### PROBLEM REQUIREMENTS
The data shown below should all be retyped exactly.

### GIVEN ENTRIES
PR #1502, opened 2025-07-31
aarch64,vspace: move PUD/PGD typedefs to deprecated code

### LINKED ISSUE #1498: seL4_ARM_Page{Upper,Global]Directory typedefs should be moved to deprecated.h
https://github.com/seL4/seL4/blob/f13f37a6a7bd74a43ca745f5a7565c063e74a633/libsel4/sel4_arch_include/aarch64/sel4/sel4_arch/types.h#L11-L12

With the last release deprecating PageUpperDirectory/PageGlobalDirectory as aliases for PageTable then these should be moved to deprecated.h.

There's also a comment about PUD/PGD which I think is incorrect.

midnightveil:
This was missed in cb8ee83f0cd2268b1d6b1cd5ca30b031db5896c4; their use was removed from syscall_stub_gen but their typedefs remained.

Fixes #1498.

### DIFF
--- a/libsel4/sel4_arch_include/aarch64/sel4/sel4_arch/deprecated.h
+++ b/libsel4/sel4_arch_include/aarch64/sel4/sel4_arch/deprecated.h
@@ -28,6 +28,10 @@
 #define seL4_PUDBits 13
 #define seL4_PUDIndexBits 10
 #define seL4_ARM_PageUpperDirectoryObject seL4_ARM_VSpaceObject
+#define seL4_ARM_PageUpperDirectory seL4_ARM_VSpace
+
+/* this was previously defined always, so keep that here for consistency */
+#define seL4_ARM_PageGlobalDirectory seL4_CPtr
 
 #else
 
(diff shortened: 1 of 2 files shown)


lsf37 (approved):

libsel4/sel4_arch_include/aarch64/sel4/sel4_arch/deprecated.h
```diff
@@ -28,6 +28,10 @@
 #define seL4_PUDBits 13
 #define seL4_PUDIndexBits 10
 #define seL4_ARM_PageUpperDirectoryObject seL4_ARM_VSpaceObject
+#define seL4_ARM_PageUpperDirectory seL4_ARM_VSpace
+
+/* this was previously defined always, so keep that here for consistency */
+#define seL4_ARM_PageGlobalDirectory seL4_CPtr
```
Indanz, line 34: This can be `seL4_ARM_PageTable`. But as it all ends up the same, there's no type checking anyway and it doesn't really matter.

Indanz (approved):
Not entirely sure why we have typedefs in one and defines in the other, other than for consistency and historical reasons.

libsel4/sel4_arch_include/aarch64/sel4/sel4_arch/deprecated.h
midnightveil: It's also never used (I think) when the VSpace is a PUD, so it really shouldn't matter.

### RESPONSE AREA
PR #1502, opened 2025-07-31
aarch64,vspace: move PUD/PGD typedefs to deprecated code

### LINKED ISSUE #1498: seL4_ARM_Page{Upper,Global]Directory typedefs should be moved to deprecated.h
https://github.com/seL4/seL4/blob/f13f37a6a7bd74a43ca745f5a7565c063e74a633/libsel4/sel4_arch_include/aarch64/sel4/sel4_arch/types.h#L11-L12

With the last release deprecating PageUpperDirectory/PageGlobalDirectory as aliases for PageTable then these should be moved to deprecated.h.

There's also a comment about PUD/PGD which I think is incorrect.

midnightveil:
This was missed in cb8ee83f0cd2268b1d6b1cd5ca30b031db5896c4; their use was removed from syscall_stub_gen but their typedefs remained.

Fixes #1498.

### DIFF
--- a/libsel4/sel4_arch_include/aarch64/sel4/sel4_arch/deprecated.h
+++ b/libsel4/sel4_arch_include/aarch64/sel4/sel4_arch/deprecated.h
@@ -28,6 +28,10 @@
 #define seL4_PUDBits 13
 #define seL4_PUDIndexBits 10
 #define seL4_ARM_PageUpperDirectoryObject seL4_ARM_VSpaceObject
+#define seL4_ARM_PageUpperDirectory seL4_ARM_VSpace
+
+/* this was previously defined always, so keep that here for consistency */
+#define seL4_ARM_PageGlobalDirectory seL4_CPtr
 
 #else
 
(diff shortened: 1 of 2 files shown)


lsf37 (approved):

libsel4/sel4_arch_include/aarch64/sel4/sel4_arch/deprecated.h
```diff
@@ -28,6 +28,10 @@
 #define seL4_PUDBits 13
 #define seL4_PUDIndexBits 10
 #define seL4_ARM_PageUpperDirectoryObject seL4_ARM_VSpaceObject
+#define seL4_ARM_PageUpperDirectory seL4_ARM_VSpace
+
+/* this was previously defined always, so keep that here for consistency */
+#define seL4_ARM_PageGlobalDirectory seL4_CPtr
```
Indanz, line 34: This can be `seL4_ARM_PageTable`. But as it all ends up the same, there's no type checking anyway and it doesn't really matter.

Indanz (approved):
Not entirely sure why we have typedefs in one and defines in the other, other than for consistency and historical reasons.

libsel4/sel4_arch_include/aarch64/sel4/sel4_arch/deprecated.h
midnightveil: It's also never used (I think) when the VSpace is a PUD, so it really shouldn't matter.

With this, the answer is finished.